A investigação é necessária em ordem a comprovar, oficialmente, o que, de fato, parece evidente, isto é, que a autora nasceu como resultado de fertilização artificial, com emprego de sêmen deixado pelo falecido.

Nenhuma dificuldade se apresenta para essa verificação, diante do emprego do método do DNA, que responderá prontamente à solução da indagação.

Mas, se a declaração da paternidade se mostra inafastável, até para posterior anotação da circunstância junto ao assento de óbito, não há razão para, desde logo, imputar-se atitude dolosa, da mãe da autora, ou do próprio escrivão, quanto à lavratura do assento de nascimento.

Certo que o vetusto Código Civil, em seu artigo 338, inciso II, desconsidera a filiação legítima dos nascidos depois dos trezentos dias subseqüentes ao óbito.

Essa disposição, no entanto, em primeiro lugar, parte de regras firmadas com apoio na média apurada entre os estágios máximo e mínimo de duração da gravidez normal, mas não ignora a eventual ocorrência de exceção.

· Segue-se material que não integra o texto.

Issue #1344, opened 2018-06-27
Refactor animationAuthoringController.es6


geoffreykwan:
Remove unnecessary comments and clean up logic.

PR #1345, opened 2018-06-28
Refactored the animation authoring controller

geoffreykwan:
Make sure the Animation component still works in the Authoring Tool.
#1344


src/main/webapp/wise5/components/animation/animationAuthoringController.es6
```diff
@@ -38,559 +38,286 @@ class AnimationAuthoringController extends AnimationController {
...
-      }
+  authoringDeleteDataSourceClicked(animationObject) {
+    if (confirm(this.$translate('animation.areYouSureYouWantToDeleteTheDataSource'))) {
+      delete animationObject.dataSource;
+      this.authoringViewComponentChanged();
     }
+  }
 
-    // the authoring component content has changed so we will save the project
+  dataSourceNodeChanged(animationObject) {
```
hirokiterashima: These lines seems redundant? Why is it getting the nodeId from the dataSource and then setting it again? It's not clear from reading the code. Can you add comments?

src/main/webapp/wise5/components/animation/animationAuthoringController.es6
```diff
@@ -38,559 +38,286 @@ class AnimationAuthoringController extends AnimationController {
...
 
-      if (answer) {
-        // the author answered yes to delete the data points
+  canMoveDown(index, length) {
+    return index < length - 1;
+  }
 
-        // delete the data points
-        delete object.data;
+  authoringDeleteAnimationObjectClicked(index) {
```
hirokiterashima: I think we should remove the "Clicked()" calls from all ofthe *Clicked() function names, just like you did with other functions. It makes the code easier to read.

hirokiterashima:
Looks good.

Em segundo lugar, é preciso ter presente que o Código Civil, com tal redação, data de 1917, quando entrou em vigor. Lembra-se, porém, que a idéia dominante no texto, é bem anterior, vindo desde o anteprojeto original, surgido ainda no século XIX, quando impensável era a possibilidade de concepção fora dos meios naturais, e inaceitável, então, que o avanço da ciência pudesse, um dia, estabelecer a gravidez por meio artificial, com utilização de sêmen colhido do doador e conservado, até depois de sua morte.

Essa orientação do velho Código quase permaneceu na elaboração da reforma, cujo projeto data de vinte e cinco anos e cujo original não cuidava da possibilidade decorrente do avanço científico. O Senado Federal, no entanto, através da emenda nº 225, acrescentou um inciso, o III, ao artigo 1.603 do projeto, para regular a nova situação.

Dispõe o artigo 1.603 do projeto:

"Presumem-se concebidos na constância do casamento os filhos:

"III - havidos por inseminação artificial, desde que tenha havido prévia autorização do marido".

O legislador, portanto, reconhece o avanço da ciência e admite que a lei não pode deixar de reconhecer a realidade, do mesmo modo como não pode ignorá-la o juiz, embora pouco precisa a redação, que não cuida dos limites de tempo, para a fertilização, o que pode, de futuro, gerar situações de difícil solução.

Não se nega que, mesmo com o texto do novo Código, se vier a ser aprovado, ainda persistirão algumas dúvidas, decorrentes do texto desse inciso III, do artigo 1.603, porque a emenda nº 225, cuidou apenas da presunção da legitimidade da filiação, nesses casos, deixando, lamentavelmente, de cuidar de sua aplicação também em relação ao direito sucessório, dada a possibilidade de verificar-se a fertilização e o nascimento muito tempo após o óbito, quando já definitivamente consolidados os efeitos decorrentes de inventário e partilha de bens. Mas, este é assunto que, por enquanto, cabe apenas ao legislador.

Em resumo, desnecessária, por ora, qualquer providência em relação ao registro de nascimento, inviável, também por enquanto, alteração do assento de óbito, sendo indispensável a prévia declaração da paternidade, para futuras anotações.

Ante o exposto, e com estas observações, dou provimento, em parte, ao recurso.